>>>
PR #1458, opened 2022-11-30
Use canonical email when registering users

acasajus:
For old users allow them to login with non canonicalized emails.
New registrations will use canonical emails always.


cquintana92 (approved):

julitapy:
This PR makes it impossible to register a new account, if you have a dot in the username part of you email address and your email provider does care about dots (basically all except gmail). Thanks for merging it just in time for me to realize that I don't want to spend $30/year for such poorly maintained service.

acasajus:
Hello, we had to deploy a quick fix due to some abusers generating many accounts with one mail account. We will deploy an improvement next week.

PR #1459, opened 2022-11-30
Keep dirty email after registration

acasajus:


app/models.py
```diff
@@ -320,6 +320,7 @@ class User(Base, ModelMixin, UserMixin, PasswordOracle):
     FLAG_FREE_OLD_ALIAS_LIMIT = 1 << 2
 
     email = sa.Column(sa.String(256), unique=True, nullable=False)
+    dirty_email = sa.Column(sa.String(256), unique=False, nullable=True)
```
nguyenkims, line 323: It's probably too late now but I'd prefer using other word rather than "dirty" :), for ex "original_email" or "non_canonical_email"

PR #1464, opened 2022-12-02
Update docs to the same port as the reset script + remove pre-commit pylint

acasajus:


scripts/reset_local_db.sh
```diff
@@ -1,6 +1,6 @@
 #!/bin/sh
 
-export DB_URI=postgresql://myuser:mypassword@localhost:35432/simplelogin
+export DB_URI=postgresql://myuser:mypassword@localhost:15432/simplelogin
```
nguyenkims, line 3: just curious, why do we need to change the port here?

PR #1503, opened 2022-12-21
Set the proper link for unsub newsletter

acasajus:


app/newsletter_utils.py
```diff
@@ -27,13 +27,15 @@ def send_newsletter_to_user(newsletter, user) -> (bool, str):
             comm_alias_id = comm_alias.id
 
         unsubscribe_oneclick = unsubscribe_link
-        if via_email:
+        if via_email and comm_alias_id > -1:
```
nguyenkims, line 30: In the last newsletter, the unsubscribe link is something like https://app.simplelogin.io/dashboard/unsubscribe/3210948 so user still needs to log in in order to unsubscribe, do you know if this is expected?

acasajus: Yes, the unsub link requires auth because we need to make sure that the alias belongs to the user. I've got a plan to use the signed unsub payload with another path that wouldn't require auth. But it's not in this MR.

PR #1515, opened 2023-01-08
Update docu for /api/alias/random/new

adrian-schnell:
the param `mode` has to be passed in the query


nguyenkims (approved):
Thanks for improving the doc!

PR #1524, opened 2023-01-10
Fix: Use timed signers to avoid leaving permanent links in mailbox change and verification

acasajus:


cquintana92 (approved):

app/dashboard/views/mailbox_detail.py
```diff
@@ -262,11 +262,11 @@ def cancel_mailbox_change_route(mailbox_id):
 
 @dashboard_bp.route("/mailbox/confirm_change")
 def mailbox_confirm_change_route():
-    s = Signer(MAILBOX_SECRET)
+    s = TimestampSigner(MAILBOX_SECRET)
     signed_mailbox_id = request.args.get("mailbox_id")
 
     try:
-        mailbox_id = int(s.unsign(signed_mailbox_id))
+        mailbox_id = int(s.unsign(signed_mailbox_id, max_age=900))
```
nguyenkims, line 269: should we display an error when the link is unexpired so user can retry?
<<<
ABOUT THIS EXERCISE – Start at the first line of the data above. Stop after the line containing "PR #1459, opened 2022-11-30", reproducing each line exactly and adding nothing.

RESPONSE TO THIS TASK –
PR #1458, opened 2022-11-30
Use canonical email when registering users

acasajus:
For old users allow them to login with non canonicalized emails.
New registrations will use canonical emails always.


cquintana92 (approved):

julitapy:
This PR makes it impossible to register a new account, if you have a dot in the username part of you email address and your email provider does care about dots (basically all except gmail). Thanks for merging it just in time for me to realize that I don't want to spend $30/year for such poorly maintained service.

acasajus:
Hello, we had to deploy a quick fix due to some abusers generating many accounts with one mail account. We will deploy an improvement next week.

PR #1459, opened 2022-11-30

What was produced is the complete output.